GMOD / Apollo

Genome annotation editor with a Java Server backend and a Javascript client that runs in a web browser as a JBrowse plugin.
http://genomearchitect.readthedocs.io/
Other
128 stars 85 forks source link

Expose & allow editing of organism / sequence metadata #981

Open hexylena opened 8 years ago

hexylena commented 8 years ago

Just throwing ideas out here, but I wanted to at least write them down and maybe other people would have useful comments.

Now that we're putting increasingly large numbers of genomes in Apollo, data retrieval is coming up as a (relatively minor) pain point. I was considering how I might ease this process, and the operations which would occur often for us. Those operations are largely "fetch all genomes matching criteria X."
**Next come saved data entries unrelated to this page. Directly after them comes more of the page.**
PR #856, opened 2019-06-12
Fix panel drawing bug where background wasn't drawn for last column

0x0203:
This is an issue where panels don't properly calculate the starting x position for filling the right empty space in `nk_panel_end()`. It results in much of the last column (the top empty space overlaps but has the correct width) of pixels not being drawn. Because the starting x position is based off of layout bounds instead of window bounds, it isn't necessary to subtract the border. 

This is most visible in renderers like x11_rawfb where there is no anti aliasing to blur the border and the background but occurs in all renderers. It effects anything that uses the panel, such as tooltips, combo boxes, menus, etc...

### DIFF
--- a/nuklear.h
+++ b/nuklear.h
@@ -1514,7 +1514,7 @@ NK_API void nk_end(struct nk_context *ctx);
 /// Finds and returns a window from passed name
 ///
 /// ~~~~~~~~~~~~~~~~~~~~~~~~~~~~~~~~~~~~~~~~~~~~~~~~~~~~~~~~~~~~~~~~~~~~~~~~~~~c
-/// void nk_end(struct nk_context *ctx);
+/// struct nk_window *nk_window_find(struct nk_context *ctx, const char *name);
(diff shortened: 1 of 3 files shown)


0x0203:
Not sure why the CI tests are failing... looking at the logs, it doesn't seem to be related to this change, but because the build machine couldn't download the appropriate glfw libraries...?

dumblob:
Thanks for spotting the bg issue. Btw yes, it seems the newer Ubuntu is not supported by the ppa, so we'll need to take a look at it soon. Do you happen to know from which repositories to get all the 3 packages (`libglfw3 libglfw3-dev libglew-dev`)? Maybe in this Ubuntu (xenial) they're already there :man_shrugging:.

0x0203:
I'm not really sure... according to this: https://packages.ubuntu.com/search?suite=xenial&searchon=names&keywords=glfw
they should just be in there? I'm afraid I don't have much experience with Ubuntu packaging.

dumblob:
Well, yep, it seems all the three are there, so just removing the ppa addition shall fix it. If you have the time, issue a pull :wink:.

This has a natural representation in the organismprop / organism_dbxref / feature_cvterms* tables in Chado. They're metadata about organisms / genomes / chromosomes which would be useful if they could be queried against.

* = for landmark features only

It would be nice if...

If this data was available, I could imagine the API supporting filtering, so I could make requests like:

$ curl https://fqdn/apollo/organism/findAllOrganisms?cvterms=Gram-positive-bacterium-type%20cell%20wall
...
$ curl https://fqdn/apollo/organism/findAllOrganisms?cvtermIds=120123,123,456346
...

Anyway. Just an idea.

nathandunn commented 8 years ago

Just to clarify . . you want (from Chado land) datastructres and webservices that support:

I had added metadata for Organism previously to support (hopefuly) JSON and it makes sense to do the same for Sequence.

My big question mark would be whether we want to add the more formal Chado versions of these or just leave them in JSON-land. The former would definitely make Chado export / import easier.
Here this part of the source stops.